Sunday, May 21, 2006


On Mother’s Day this year, I am forced to work. The News doesn’t rest for the holidays of God or man. And usually the lowest people on man’s totem pole will be found working on those holidays.

My job is fairly easy: go to a flower shop early in the morning and do a story on how employees are dealing with the last second rush. When I’m done, I decide to pick up some flowers to take home with me after work. Because this Mother’s Day is a pretty big deal, I go whole hog, one dozen red roses in an arty vase.

I tell the store owner about the twins and he goes into the back room and gets out two little teddy bears and places them in the arrangement. Normally, I’m not much for putting stuffed animals into flower arrangements, but these two bears are really cute and they actually look good with the roses. Also, the bears are really for our two (pretend, for now) boys, so it’s not like I’m giving my wife stuffed animals for Mother’s Day.

The owner tells me that the bears, due to the M&Ms tie in and something else that I don’t remember, are destined to become collector’s items. “Put them up on the wall, and they’re going to be worth something one day.” In my mind, I already know that our kids will drool on and ultimately ruin these little bears.

I take the arrangement home after work and get the kind of reception that makes me realize I need to buy flowers more often.

Later I’m watching the British House of Commons on C-SPAN, a Sunday night nerd ritual of mine. Julie is in her office looking at baby things on the internet. The bears are now sitting on the coffee table. Looks like someone was just playing with them.

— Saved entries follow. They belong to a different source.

PR #151, opened 2018-10-20
YAML Specification v2.0

FrankD412:
This PR is for discussion and iterative improvements for a version 2.0 of the YAML specification. Some of the goals I'm aiming for with v2.0:
- Clean up some possible misnomers and other verbiage that might be confusing.
- Restructure the representation of a step to be cleaner and allow for more flexible definition of used resources.
- General clean up to make it a little more streamlined.


samples/lulesh/lulesh_flux_spec_v2.0.yaml
```diff
@@ -0,0 +1,70 @@
...
+        outfile: $(SIZE.label).$(ITERATIONS.label).log
+
+    dependencies:
+      git:
+        - name: LULESH
+          path: $(OUTPUT_PATH)
+          url: https://github.com/LLNL/LULESH.git
+
+study:
+    make-lulesh:
```
jsemler: This is an interesting change to the YAML description. It makes it a little less verbose. I do miss the list (`-`) syntax though. It made it easier to make out the individual steps at a glance.

FrankD412: It's something I've been going back and forth on. I figured it'd be good to just throw the kitchen sink into the rework and see what stuck. My main concern is with how easy it is to mess up the style with the `-` list notation, but I can see merits in it either way.

Thoughts? @gonsie @kcathey @dinatale2 @tadesautels

FrankD412: On that note, I was considering something similar for the dependencies as well.

```
dependencies:
    git:
        LULSEH:
            path: $(OUTPUT_PATH)
            url: https://github.com/LLNL/LULESH.git
```

dinatale2: I agree that it might be easy to mess up the list notation if you keep the list notation, but consider that your users are likely used to it. I'd suggest taking some existing specs and converting them to the new format to see if you're missing anything. You can also get feedback from your users once you mock up existing ones.

FrankD412: @kcathey -- The depends entry is already a list, so that's handled.

In terms of default values for the batch settings, I've been considering that. However, I have also gotten feedback that the batch settings at the top of the file feel kind of out of place. Like it should all be in the steps -- I'm not remembering 100% what the user said, @jsemler do you happen to recall?

One thing I keep revisiting is just having users specify general values in the specification per step and then having more platform specific information passed in separately (or calculated using cluster information).

I also had another thought on the dependencies section of the specification -- I really don't like that it's three layers deep by the time you specify name, type, then path and other details. As someone who writes code for a living, I feel like it's just stylistically gross and it kind of disrupts the flow of writing my code (or specification in this case) because it becomes harder to track the scope I'm writing in. I had brought this new format to @jsemler but never wrote it down anywhere, it's as follows:

```
dependencies:
    LULSEH:
        type: git
        path: $(OUTPUT_PATH)
        url: https://github.com/LLNL/LULESH.git
```

The new format accomplishes two things primarily: makes the spec less tab heavy and also makes it so the name of the dependencies become the focus.

samples/lulesh/lulesh_flux_spec_v2.0.yaml
```diff
@@ -10,10 +10,10 @@ env:
         outfile: $(SIZE.label).$(ITERATIONS.label).log
 
     dependencies:
-      git:
-        - name: LULESH
-          path: $(OUTPUT_PATH)
-          url: https://github.com/LLNL/LULESH.git
+      LULESH:
```
FrankD412: This format is just my suggested one from my previous comment. I just wanted to put it here to have it in the spec to see how it looks. @jsemler and @kcathey -- thoughts?

samples/lulesh/lulesh_flux_spec_v2.0.yaml
jsemler: @FrankD412 -- I don't think there was any additional information regarding the batch settings feedback.

I think reducing the levels of indentation for listing dependencies is helpful. One advantage of the current version is it groups dependencies by type. I’m not sure how readable the updated format will be for larger lists of dependencies.

FrankD412: IMO, I think the updated format is more readable because it is explicit -- more so in longer lists of dependencies. If you have a list of items long enough you'd not need to scroll anywhere to know what type it was since it's 1:1 mapped directly in the entry.

jsemler: I meant readable from an organizational standpoint of all the dependencies. Though, that might not matter as much. Having the dependency type listed as part of the dependency is helpful. There is redundancy if multiple dependencies have the same type though (not sure how much that matters).

samples/lulesh/lulesh_flux_spec_v2.0.yaml
jsemler: The indentation looks inconsistent with the rest of the `env` section. Otherwise, it looks good.

FrankD412:
@jsemler @kcathey @gonsie -- I've been trying to think of a clean way to allow users to set actual environment variables either via the spec or some other means. It's been bothering me since a use case came up for a code (I think it was gromacs) that required environment variables to point the binary to some utility binaries or something. I ended up handling it with labels, but it felt a little repetitive. I'm looking for thoughts on if that's a good idea and if it so how to cleanly make it available without confusing the user.

kcathey:
> @jsemler @kcathey @gonsie -- I've been trying to think of a clean way to allow users to set actual environment variables either via the spec or some other means. It's been bothering me since a use case came up for a code (I think it was gromacs) that required environment variables to point the binary to some utility binaries or something. I ended up handling it with labels, but it felt a little repetitive. I'm looking for thoughts on if that's a good idea and if it so how to cleanly make it available without confusing the user.
> 
> If the environment variables route is something worth considering, I was toying with the idea of moving the dependencies section out of env and only leaving variables and labels in there. But then it still suffers from the same problem of how to specify something to be set in the environment (again, just some thoughts I had based on a use case that's been bothering me).

I almost think you need a section like: EXECUTION_ENVIRONMENT in which people can set their environment variables, it would need to be both global and task specific. Then when you generate the script embed any variables into the script before actually calling the user's desired runtime.

FrankD412:
@kcathey -- Might it be worth passing those in as a command line parameter? I've had the idea of having the conductor dump out the environment when it goes to boot up the study. That would be a closer step to reproducibility because it'd allow someone to outright pass in the environment.

I do disagree with the notion that the environment variables should be step specific. That increases the places where a variable might need to be updated and promotes people reusing variable names when they might not want to.

kcathey:
@FrankD412 -- The conductor dumping the environment to the study as it starts is potentially useful, and a good first step. To truly get reproducibility they should be defined somewhere, it could be in the spec, or it could be in a separate .env type file.

I can see a situation where the environment variable name needs to be passed to different steps, but needing to have a different value to get codes to work as desired. I don't think is best practice from the codes perspective, but it could be the world in which we have to play.

FrankD412:
This PR is super stale at this point, and the discussion on this has fizzled out. Closing.

PR #153, opened 2018-10-21
Converts specification look up into a factory.

FrankD412:
Since we're looking to update the YAML specification, it's probably about time we convert to a factory for specifications. The factory let's us retain reverse compatibility to older versions of the YAML specification and support other types of specifications in the future.


maestrowf/datastructures/specifications/__init__.py
```diff
@@ -0,0 +1,65 @@
...
+            "1.0":      (".yamlspecification", "YAMLSpecification"),
+        },
+    }
+
+    @classmethod
+    def get_specification(cls, spec_name, version="latest"):
+        """
+        Look up and retrieve a Specification by name.
+
+        :param spec_name: Name of the Specification to find.
```
jsemler: Is `spec_name` referring to the specification format (e.g., yaml)?

FrankD412: Yes and no -- I couldn't figure out a good name for a Maestro YAML specification, but that could also be something like "cwl" for Common Workflow Language and things like that. I'm definitely welcome to suggestions either for naming or a better way to handle the "naming" to make it clearer.

maestrowf/datastructures/specifications/__init__.py
```diff
@@ -0,0 +1,65 @@
...
+import logging
+
+LOGGER = logging.getLogger(__name__)
+
+
+class SpecificationFactory(object):
+    """A factory class to retrieve different types of Specifications."""
+
+    _classes = {
+        "yaml": {
```
dinatale2: Question: This means you're going to support other specifications in the future?

maestrowf/datastructures/specifications/__init__.py
dinatale2: How about `spec_type` or `spec_kind`?

FrankD412: @dinatale2 -- I updated to `spec_type`.

PR #156, opened 2018-10-31
Removal of _stage_linear since it is now not needed.

FrankD412:
@tadesautels and @jsemler both ran into the same bug related to linear study staging. It seems that the previous `_stage_linear` in the `Study` class was outdated since the new `_stage_parameterized` was introduced. It seems like it was entirely an oversight, but it now seems like it's redundant since the parameterized staging is general enough to handle both cases. The simplest solution to this bug seems to just move `_stage_parameterized` to be the general solution and to remove `_stage_linear` entirely.

@tadesautels and @jsemler -- Can you two confirm that this fix works for the studies that triggered your bug?


FrankD412:
#157 corrects a bug that was reproduced while working on this PR. The bug was related to having a space in the study name due to not having all paths passed through the `make_safe_path`. #157 details the fix and enhancements made and should probably be merged before this PR.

And for a brief moment, it all becomes real to me. They don’t have names, but they’re already leaving their toys in the living room. I don’t quite know what to make of it. Looking at these two bears in M&Ms outfits, I’m at once moved and terrified. Part of me wants to pick the stuffed animals up and shove them in the faces of two little boys. Perhaps the silly outfits would make them laugh. Perhaps the soft fir would comfort or soothe them. Perhaps they would simply be baffled as to why that big, dopey guy with the floppy hair is shoving this object in their faces.

Of course, another part of me simply wants to retreat into a fantasy world where my adolescence is further extended and the next big life event is some fabulous trip to Turkey or New Zealand.

But there’s no getting around it, the kids are coming. Their stuff is already invading our house. Just yesterday I had to take my stuff out of the room I’d been using as my office. Now there are two cribs in the room. People have been mailing us little outfits and the occasional stuffed animal.

Even I have added to the clutter by getting this really cool Gorillaz print to hang in their room. It’s part of my ongoing strategy of buying cool things I really want under the guise of “it’s for the babies.” (I also employed this tactic to get an awesome Japanese stuffed pig!)

So I guess there really is no denying it. These kids are coming. Soon. Guess we should start thinking up names.


At 3:27 pm, Blogger thirdworstpoetinthegalaxy said...

Call me crazy -- or just plain self-centered -- but I think "Third Worst Poet" would be a great name!

At 11:19 am, Blogger pat said...

I really had no idea that our house was going to become kiddyville x 40. I mean, I know that babies need stuff...but man. It's borderline insane how much stuff these little beings can acrue.

Now I find myself tripping over all kinds of toys that make noise and gigantic strollers that are taking over my precious garage.

And twins. TWINS!!! I can only imagine.